Given those statistics, multifamily property owners and managers can be fairly certain at least some residents in their buildings keep guns — whether purchased legally or not — in their units. And as a result, maintaining safety for everyone who lives on their properties is an increasingly urgent task.
“We’ve seen violent crime rates increase, but we’ve also seen other types of crimes — break-ins, burglaries and other things like that — drop,” said Paul DelPonte, executive director of the National Crime Prevention Council. “I think a lot of people have attributed the increase in violent crime to uncertainty, mental health issues and other things associated with the pandemic, and the same can be true of the drop. People have been home more. They’ve probably gotten to know their neighbors more. There’s a bigger sense of community since you couldn’t go anywhere else.”
Neighbors taking care of neighbors is one of the keys to preventing crime, DelPonte said, along with keeping properties neat and clean and having good locks and security cameras, ample lighting and well-maintained landscaping.

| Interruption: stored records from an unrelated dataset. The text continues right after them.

PR #705, opened 2024-03-28
adding Turkish parliament crawler

bgmello:
There is an issue when trying to fetch the page of each member, because the websites sets a cookie. I was able to run for some pages but after some time it fails. I suppose it's possible to do using selenium because the cookies are set automatically in the page. Any idea on how to solve this issue? @jbothma 

opensanctions/crawler-planning#64

### DIFF
--- a/datasets/tr/parliament/crawler.py
+++ b/datasets/tr/parliament/crawler.py
@@ -1,0 +1,102 @@
+import re
+from lxml import html
+
+from zavod import Context, helpers as h
+from zavod.logic.pep import categorise
+
+BASE_URL = "https://www.tbmm.gov.tr"
+HEADERS = {
+    "Host": "www.tbmm.gov.tr",
+    "User-Agent": "Mozilla/5.0 (Macintosh; Intel Mac OS X 10_15_7) AppleWebKit/605.1.15 (KHTML, like Gecko) Version/17.4 Safari/605.1.15",
+    "Referer": "https://www.tbmm.gov.tr/milletvekili/liste",
+}
+
+COOKIES = {
+    "TS6d43ef95027": "08ffcef486ab2000c4eb97c00fb5974b83a784e35ed9c80238e4c675dd554055520927fb3bba9d1d080a7c4b5f113000116852f1d1ddd515bd20c2cd5da5d10b9841a4e7f20c8190e864e2d4f3cd4a8b050a7ee5e4dcb4172ae46e363fa26eee",
+    "TS8711347c077": "08ffcef486ab2800d4ef7985e124f76edc175ec090f123faab048a0a7c71cfaf27206a9959ae53431c8364f4d04ae53c0841a58d191720007248e9bf00583a51a1566711f8ce2ba9c82a914b23109318b6c0030123067126",
+    "TBMM": "!Q+kWfZ7tiLZBh2sMIgyhC/skcd/XaJIw5qljH+4VWyK4YYQkY8iQ2QWTBzto82JJ4OqiSFV+ngxYsQ==",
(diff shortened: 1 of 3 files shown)


datasets/tr/parliament/tr_parliament.yml
```diff
@@ -0,0 +1,37 @@
...
+description: |
+  The Grand National Assembly of Turkey is the unicameral Turkish legislature.
+  It is the sole body given the legislative prerogatives by the Turkish Constitution.
+  There are 600 members of parliament (deputies) who are elected for a five-year term
+  from 87 electoral districts which represent the 81 administrative provinces of Turkey
+  (Istanbul and Ankara are divided into three electoral districts whereas
+  İzmir and Bursa are divided into two each because of its large populations).
+publisher:
+  name: Türkiye Büyük Millet Meclisi
+  description: Grand Nationasl Assembly of Turkey
```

One of the first things DelPonte recommends is that property managers call their local police precinct and invite an officer from the crime-prevention unit to look at their property and advise them on steps they could take to deter crime.
“That does a couple of things,” he said. “One, it gives them good information from a reliable source, and two, it starts creating a relationship with the local precinct.”
Law enforcement officers are likely to respond more quickly to calls from property managers they’ve met, DelPonte said, and are often happy to return to conduct crime-prevention seminars for residents, as well.
“The frustration a lot of people feel when you talk about crime is this perpetual belief that there’s nothing they can do to stop it,” he added. “But that’s not true. And we know that’s not true. There are things people can do that will help prevent crime. You just have to point them in the right direction.”
Steps owners can take
While he acknowledges that owners and managers can’t prevent all crime, Atlanta-based personal injury attorney Matthew Stoddard of The Stoddard Firm agreed with DelPonte that they can do a lot to make their properties safer. In addition to hiring security guards and installing entry gates, property managers need to do background checks on potential residents before they move in and on current residents once a year (though background checks have become a hot-button political issue in certain areas of the country). “You don’t let people with murder convictions live at your property,” he said.
Brent Sobol, founder of Orlando, Florida-based Legacy Community Housing Corp., a nonprofit that educates the apartment industry on crime-free housing best practices, said that safety requires ongoing attention.
“Many owners think they can do a cleanout, and then everything will be fine,” Sobol said. “But I’ve found that when the bad guys get out of jail, they come right back.”
Schopen, the Colorado owner, runs criminal checks on everyone who lives in her buildings and refuses to rent to anyone who has outstanding arrest warrants or been convicted of sex crimes or manufacturing and distributing methamphetamine. People with nothing to hide are happy to submit to the background check, she said, and “people who don’t probably have something they don’t want me to see.”
The background checks go a long way toward making both potential and current residents feel safer, Schopen added.
They also protect landlords, said Stoddard, who pointed out that multifamily owners and managers can be held liable for exercising reasonable care to keep their properties safe.
“Once you become aware that there is a crime problem, you have a duty to deter it,” Stoddard said. “Putting your head in the sand doesn’t work. The actual standard is not, did you know, but whether you should have known. If there’s a problem, anyone worth their salt who’s suing the apartment will be able to prove that you at least should have known about it. And from there, what did you do to deter it?”